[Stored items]
::::

PR #364, opened 2017-11-23
Re-enable codecov

jayvdb:
This also removes dependence on `./requirements-install.sh` and `flake8-run.sh`

### DIFF
--- a/tox.ini
+++ b/tox.ini
@@ -1,21 +1,23 @@
 [tox]
-envlist = {py27,py33,py34,py35,py36,pypy}-{base,optional}
+envlist = {py27,py33,py34,py35,py36,pypy}-{base,six19,optional}
 
 [testenv]
 deps =
-  flake8<3.0
-  pytest
-  pytest-expect>=1.1,<2.0
-  mock
-  base: six
-  base: webencodings
   optional: -r{toxinidir}/requirements-optional.txt
+  -r{toxinidir}/requirements-test.txt
   doc: Sphinx
 
+passenv =
+  PYTEST_COMMAND
+  COVERAGE_RUN_OPTIONS
 commands =
-  {envbindir}/py.test {posargs}
+  six19: pip install six==1.9
+  {env:PYTEST_COMMAND:{envbindir}/py.test} {posargs}
   flake8 {toxinidir}
 
 [testenv:doc]
 changedir = doc
 commands = sphinx-build -b html . _build
+
+[flake8]
+exclude = ./.tox
--- a/.appveyor.yml
+++ b/.appveyor.yml
@@ -2,6 +2,7 @@
 environment:
   global:
     PATH: "C:\\Python27\\Scripts\\;%PATH%"
+    PYTEST_COMMAND: "coverage run -m pytest"
   matrix:
     - TOXENV: py27-base
     - TOXENV: py27-optional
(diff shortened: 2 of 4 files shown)


jayvdb:
(Once CI finishes; I'll rebase to pull in the other CI patch)

jayvdb:
https://github.com/html5lib/html5lib-python/pull/365 should be merged first, as that makes this one a bit easier.

willkg:
I'll take a look at this tomorrow. Thank you!

tox.ini
```diff
@@ -1,21 +1,23 @@
...
 deps =
-  flake8<3.0
-  pytest
-  pytest-expect>=1.1,<2.0
-  mock
-  base: six
-  base: webencodings
   optional: -r{toxinidir}/requirements-optional.txt
+  -r{toxinidir}/requirements-test.txt
   doc: Sphinx
```
willkg: It looks like when this ran the tests with `six==1.9`, it'd also run the tests with the optional requirements. I'm pretty sure your changes don't do that--`six19` is a separate environment from `optional`.

I don't know offhand if that's *important*, but it seems like if we want to maintain parity, it'd be better to add a line here like:

```
six19: -r{toxinidir}/requirements-optional.txt
```

tox.ini
```diff
@@ -1,21 +1,23 @@
...
 
+passenv =
+  PYTEST_COMMAND
+  COVERAGE_RUN_OPTIONS
 commands =
-  {envbindir}/py.test {posargs}
+  six19: pip install six==1.9
+  {env:PYTEST_COMMAND:{envbindir}/py.test} {posargs}
   flake8 {toxinidir}
```
willkg: In other projects I work on, I run flake8 as a separate environment because there isn't much reason to run it multiple times. Having said that, it seems like it only takes a few seconds on html5lib-python, so seems like it'd not a big deal here.

willkg:
@jayvdb Are you still working on this or are you done?

tox.ini
jayvdb: flake8 could be moved out to a separate factor easily, and even a different testenv.

It is important to run flake8 on each version of python, as pyflakes is version dependent.

The benefit of keeping it in here is that devs dont need to remember to do it, and they typically only test on one environment.  For CI, the running time is inconsequential compared to the rest of the very voluminous tests ;-)

tox.ini
jayvdb: Sorry, yes I missed that.  It would be better to achieve that by using `TOXENV=six19-optional` .

jayvdb:
You've found one thing that needs fixing, and I'm happy to change the flake8 invocation also.

tox.ini
willkg: +1 to everything you say here. Don't change what you have.

willkg:
@jayvdb Can you pin pytest to version 2.2.5? I think that'll make this PR work better in CI and I'll just drop PR #372.

jayvdb:
2.2.5 , or 3.2.5?

willkg:
Bleh. I'm having typing problems today. I meant 3.2.5. Thanks!

jayvdb:
I have cherry-picked your commit; I hope that is OK.

willkg:
You rock--thank you!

::::

Assignment:
Only a word-for-word repetition of the lines from the one containing "2.2.5 , or 3.2.5?" to the final line of the data above counts as the answer.

Reply:
2.2.5 , or 3.2.5?

willkg:
Bleh. I'm having typing problems today. I meant 3.2.5. Thanks!

jayvdb:
I have cherry-picked your commit; I hope that is OK.

willkg:
You rock--thank you!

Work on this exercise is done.